JR I don’t know to be honest. I think good work will make its way. But I do know it’s extremely hard to get a play on anywhere in the mainstream theatre. And when you do get one you can be jumping all over the furniture with joy because, you know, it might not happen again for a few years.
PS
The trouble was that the theatre had asked me to interview the author of that week’s play for the programme and I had never heard of the gentleman before. These days you’d simply fire up IMDb or Wikipedia and find out immediately that, for instance, he’d written over thirty episodes of Emmerdale while it was still a Farm. I’ve never watched that show either, any more than I’ve ever listened to The Archers (is it still “an everyday story of country folk”? Was it still being called that back in 1997?) so I wouldn’t have been able to meet him halfway even on the stuff he’d spent time on. But at least it might have been a good place to start.

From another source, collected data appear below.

PR #3515, opened 2021-08-23
Migrate the web get started page

parlough:


kwalrath (commented):
We need at least one change, but otherwise LGTM! (I tested the custom code instructions, and they work.)

kwalrath (approved):

PR #3530, opened 2021-08-31
Update version mentions on SDK tool version page

parlough:
- Updates the listed SDK version since it's best for users to use the latest stable release and its what the CI uses.
- Updates the note about tools still being included to 2.13 as they still are present.


kwalrath (approved):
LGTM, thanks!

PR #3536, opened 2021-08-31
Enable Firebase Preview Deployments

mit-mit:


mit-mit:
@athomas can you help review this? This is based on:
https://github.com/FirebaseExtended/action-hosting-deploy/blob/main/README.md#deploy-to-a-new-preview-channel-for-every-pr

.github/workflows/build.yml
```diff
@@ -114,3 +114,37 @@ jobs:
       - run: ./tool/shared/deploy.sh --robots ok default
         env:
           FIREBASE_TOKEN: ${{ secrets.FIREBASE_TOKEN }}
+
+  deploy_preview:
+    needs: test
+    runs-on: ubuntu-latest
+    if: '${{ github.event.pull_request.head.repo.full_name == github.repository }}'
```
parlough, line 121: Does this limit the previews to PRs from branches created on this repository?

mit-mit: Yes, that is my understanding

athomas: To illustrate this a bit, the source for this PR is mit-mit:firebasepreview so the steps here weren't actually run. So I would suggest to re-create the PR from a branch in this repo so the effects can be seen before landing this (but read the other comment before).

.github/workflows/build.yml
```diff
@@ -114,3 +114,37 @@ jobs:
...
+        # TOOD: caching requires a lockfile for node deps, so does npm ci.
+        run: npm install
+      - name: Install dart dependencies
+        run: dart pub get
+      - run: ./tool/shared/write-ci-info.sh -v
+      - run: ./tool/build.sh
+      - uses: FirebaseExtended/action-hosting-deploy@0e16177d01e10c4560245404f959e75a9c633533
+        with:
+          repoToken: '${{ secrets.GITHUB_TOKEN }}'
+          firebaseServiceAccount: '${{ secrets.FIREBASE_SERVICE_ACCOUNT_DART_DEV }}'
```
athomas, line 149: This seems to require an exported service account key which will need an exemption from go/cute-sake.

.github/workflows/build.yml
```diff
@@ -114,3 +114,37 @@ jobs:
       - run: ./tool/shared/deploy.sh --robots ok default
         env:
           FIREBASE_TOKEN: ${{ secrets.FIREBASE_TOKEN }}
+
+  deploy_preview:
```
athomas, line 118: It would be possible to avoid the duplication by merging the if: expression here and then have the specific ifs further down in the deployment steps. The ifs make it harder to read the workflow, so I'm also OK with it as is.

.github/workflows/build.yml
mit-mit: This was completed earlier

.github/workflows/build.yml
mit-mit: I think that would mean adding if's to each and every step here, as we don't want to run the build, etc. unless we're doing a push to master or a PR from a non-fork?

.github/workflows/build.yml
athomas: > I think that would mean adding if's to each and every step here, as we don't want to run the build, etc. unless we're doing a push to master or a PR from a non-fork?

(copied comment from the other thread)

No:
"if master or PR" on `deploy:`
"if master" on the step needed post submit.
"if PR" on the step needed for PRs.

The remaining steps are the same.

athomas (approved):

As it was, I went into this interview cold, primed with just the barest biographical details from the theatre, and it probably shows. My questions indicate I haven’t got a clue what his baileywick is, and I haven’t had the interest (or, frankly, the means) to find out, so I can only hope I didn’t come across to him as dull and uninterested as my questions make me sound.
Another disappointing thing about this, reading it back now, is the amount of questions I asked in relation to the amount of answers he gave. Decades ago I spent a bit of time as a TEFL teacher and during the minimal training period they warned us about this thing called TTT, ‘teacher talking time’. Keep it to a minimum, they said, get the kids talking because once they get you started, they’ll happily sit back and listen to you burble the whole lesson away. I made a bad teacher and would have been an even worse talk show host, there’s too much of me and not enough of the interviewee.

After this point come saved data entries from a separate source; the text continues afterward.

PR #3539, opened 2021-09-01
Updates wording around 2.12 and restructures publishing portion of migration guide

### LINKED ISSUE #2955: Follow-up to null safety migration guide update
Follow-ups to #2929:

* Remove `-nullsafety` from images.
* Be consistent with https://dart.dev/tools/pub/publishing#publishing-previews.
  * Maybe link to/from it.
  * Maybe remove some content from /null-safety/migration-guide if it isn't essential.
* Be consistent about release vs. version, especially in the final paragraph. 
* "Switch to the latest beta release" instead of "Switch to the latest 2.12 beta release".

/cc @kevmoo @mit-mit

parlough:
Considering previous fixes that have already been made, this should cover most of the remaining concerns https://github.com/dart-lang/site-www/issues/2955. Anything else can be made into a separate, new issue as it arises.

Closes #2955

### DIFF
--- a/src/null-safety/migration-guide.md
+++ b/src/null-safety/migration-guide.md
@@ -433,7 +433,7 @@ as soon as you migrate:
 
 * [Set the package version to indicate a breaking change.](#package-version)
 * [Update the SDK constraints and package dependencies.](#check-your-pubspec)
-* [Publish the package][publish].
+* [Publish the package](/tools/pub/publishing).
   If you don't consider this version to be a stable release, 
   then [publish the package as a prerelease][].
 
--- a/src/null-safety/migration-guide.md
+++ b/src/null-safety/migration-guide.md
@@ -427,11 +427,14 @@ If so, revert your code changes before using the migration tool again.
 
 ## 5. Publish {#step5-publish}
 
-We encourage you to publish packages as prereleases
-as soon as you migrate:
+We encourage you to publish packages —
+possibly as prereleases —
+as soon as you migrate.
 
 * [Set the package version to indicate a breaking change.](#package-version)
-* [Publish the package as a prerelease if development is still in progress.][]
+* [Publish the package][publish].
+  If you don't consider the migrated package to be final quality, then
+  [publish it as a prerelease][publish-prerelease].
 
 [Publish the package as a prerelease if development is still in progress.]: /tools/pub/publishing#publishing-prereleases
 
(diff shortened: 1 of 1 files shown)


src/null-safety/migration-guide.md
```diff
@@ -430,34 +430,23 @@ If so, revert your code changes before using the migration tool again.
 We encourage you to publish packages as prereleases
 as soon as you migrate:
 
-* [Set the SDK constraints to the tested beta version.](#sdk-constraints)
 * [Set the package version to indicate a breaking change.](#package-version)
+* [Publish the package as a prerelease if development is still in progress.][]
 
-### SDK constraints
```
parlough, line 436: This section was confusing and I'm not sure it's necessary now that 2.12 is out of beta.

kwalrath: Perhaps we should still say to set the SDK constraint to the lowest tested SDK version, though?

src/null-safety/migration-guide.md
```diff
@@ -430,34 +430,23 @@ If so, revert your code changes before using the migration tool again.
 We encourage you to publish packages as prereleases
 as soon as you migrate:
 
-* [Set the SDK constraints to the tested beta version.](#sdk-constraints)
 * [Set the package version to indicate a breaking change.](#package-version)
+* [Publish the package as a prerelease if development is still in progress.][]
```
kwalrath, line 434: We should put the "if" part first (https://developers.google.com/style/clause-order). Also... maybe feature publishing first, and prereleases next?

```suggestion
* [Publish the package][publish].
  If you don't consider the migrated package to be final quality, then
  [publish it as a prerelease][publish-prerelease].
```

Of course you'd need to add/adjust the link definitions accordingly.

src/null-safety/migration-guide.md
```diff
@@ -430,34 +430,23 @@ If so, revert your code changes before using the migration tool again.
 We encourage you to publish packages as prereleases
 as soon as you migrate:
```
kwalrath, line 431:
```suggestion
We encourage you to publish packages —
possibly as prereleases —
as soon as you migrate.
```

kwalrath (commented):
Good thinking! I think we probably do want to mention the lower SDK constraint... and looking at the text, it appears that info is already buried in the **Package version** section. I think we might want to have a separate **Check your pubspec** section, since most of this info is already in the page but is spread out.

parlough:
Will hopefully get back to this tomorrow, thanks for the great suggestions :)

kwalrath (approved):
LGTM. Thank you, @parlough!

PR #3585, opened 2021-09-19
Standardize site alert inclusions and formatting

parlough:


kwalrath:
Nice! Source LGTM, but I'm going to check the staged version to be sure.

Here's one weird thing I see:

image

Do you have any idea why GitHub couldn't show the changes to that file?

PR #3586, opened 2021-09-20
Reference 2.14 as SDK version for the site

parlough:
We already were using 2.14 for the misc examples, so update the documented version as well as the minimum SDK for other examples.


kwalrath (approved):
Thanks for doing this!

I keep forgetting to update pkg-vers.json (as documented in https://github.com/dart-lang/site-www/wiki/Updating-to-new-SDK-releases), so I'm going to put this in the Dart team's release checklist.

PR #3589, opened 2021-09-21
fix: close info site alert properly

albertms10:
Fixes a missing closing site alert in the standardization process #3585.


parlough (approved):
Thanks for catching this!

PR #3593, opened 2021-09-23
Switch to ignore rather than ignore_for_file for tracked analysis issues

### LINKED ISSUE #3591: Switch examples ignoring analysis errors and hints on purpose to use ignore
### Describe the problem

Currently, there are some `ignore_for_file`s used to ignore a lot of errors and hints for issues we want to keep for demonstration purposes. This can cause issues in case there are other errors in the file we don't want to ignore, making them easy to miss.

And since I’m in a mood of self-flagellation, when I came to reread this piece I realised that a conversational tic I’ve only recently become aware of must have been present and correct for decades. Instead of just asking an open question, I will often ask a closed question and then offer the other person a choice of two replies: “Do you find this an abiding theme in your work as whole, or does each play try to explore new territory?” It strikes me now as an unpleasant and bullying way of conducting a conversation. The world is not binary, there are many approaches to take, and assuming your interlocutor has naturally adopted only one or other of the potential courses you offer them shows both lack of imagination and a dearth of politeness. So I humbly apologise now to anyone I’ve ever engaged in intercourse with, and solemnly undertake to improve my ways and try not to be so verbally manipulative going forward. (Going forward. That’s another phrase I intend to blast from my vocabulary forthwith. Useful corrective, rereading this old stuff.)